Payakumbuh – Pemerintah Kota Payakumbuh mengikuti kegiatan monitoring implementasi indikator Kabupaten/Kota Ber-Aksi oleh Komisi Pemberantasan Korupsi (KPK) RI di Aula Josrizal Zain, Balai Kota Payakumbuh, Selasa (7/7/2026).
Langkah ini dilakukan guna memperkuat tata kelola pemerintahan yang bersih, transparan, dan akuntabel demi mempertahankan predikat daerah percontohan antikorupsi.
Wali Kota Payakumbuh, Zulmaeta, yang membuka langsung pertemuan tersebut menegaskan bahwa predikat Kabupaten/Kota Ber-Aksi merupakan amanah besar yang harus terus dijaga.
“Pemko Payakumbuh bertekad memastikan tidak ada ruang bagi praktik pungutan liar, gratifikasi, maupun bentuk penyimpangan lainnya,” tegas Zulmaeta.

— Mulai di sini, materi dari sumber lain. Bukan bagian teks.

Issue #414, opened 2024-04-26
Terraform `1.8.2` ships additional file within tarball


MatrixCrawler:
### Discussed in https://github.com/warrensbox/terraform-switcher/discussions/411

<div type='discussions-op-text'>

<sup>Originally posted by **yermulnik** April 26, 2024</sup>
Should we be taking care of this (e.g. to not vomit `.terraform.versions` dir with arbitrary file)?

https://github.com/hashicorp/terraform/releases/tag/v1.8.2
NOTE:

Starting with this release, we are including a copy of our license file in all packaged versions of our releases, such as the release .zip files. If you are consuming these files directly and would prefer to extract the one terraform file instead of extracting everything, you need to add an extra argument specifying the file to extract, like this:

```shell
unzip terraform_1.8.2_linux_amd64.zip terraform
```

We should make sure, that only the terraform binary is extracted from the archive.

PR #433, opened 2024-05-24
fix: Only extract terraform file from Terraform release archive

MatthewJohn:
Update tests to ensure only terraform file is extracted Add 'terraform' file, along with 'README' and 'LICENSE' fiel to test-data.zip

Issue #414


MatrixCrawler (approved):
LGTM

Menurutnya, penguatan integritas wajib diwujudkan dalam setiap tahapan pemerintahan, mulai dari perencanaan hingga evaluasi pembangunan.
Sistem yang transparan, kata dia, adalah fondasi utama dalam menghadirkan pelayanan publik berkualitas serta meningkatkan kepercayaan masyarakat.
Dalam upaya meminimalkan penyimpangan, Pemerintah Kota Payakumbuh terus mengoptimalkan Mal Pelayanan Publik (MPP).
Di sisi pengawasan, Inspektorat Daerah juga memperketat audit, pemeriksaan khusus, hingga investigasi terhadap berbagai program strategis.
Partisipasi publik turut diperkuat melalui beragam kanal seperti Posko Saber Pungli, Unit Pengendalian Gratifikasi (UPG), Whistle Blower System (WBS), serta SP4N-LAPOR!.
Sekretaris Daerah Kota Payakumbuh, Rida Ananda, memaparkan bahwa implementasi indikator ini mencakup enam aspek utama, termasuk internalisasi budaya antikorupsi dan kearifan lokal.
Rida menyebut capaian Survei Penilaian Integritas (SPI) tahun 2025 Payakumbuh menyentuh angka 76,55, melampaui rata-rata nasional sebesar 73,32.
“Penghargaan ini bukan sekadar prestasi, melainkan tanggung jawab yang harus kita laksanakan dengan penuh integritas,” ujar Rida.
Hasil tersebut kini menjadi dasar penyusunan lima area rencana tindak lanjut untuk memperkuat sistem pencegahan korupsi di daerah.
Kegiatan monitoring ini turut dihadiri Wakil Wali Kota Payakumbuh Elzadaswarman serta jajaran kepala perangkat daerah dan pimpinan BUMD di lingkungan Pemkot Payakumbuh.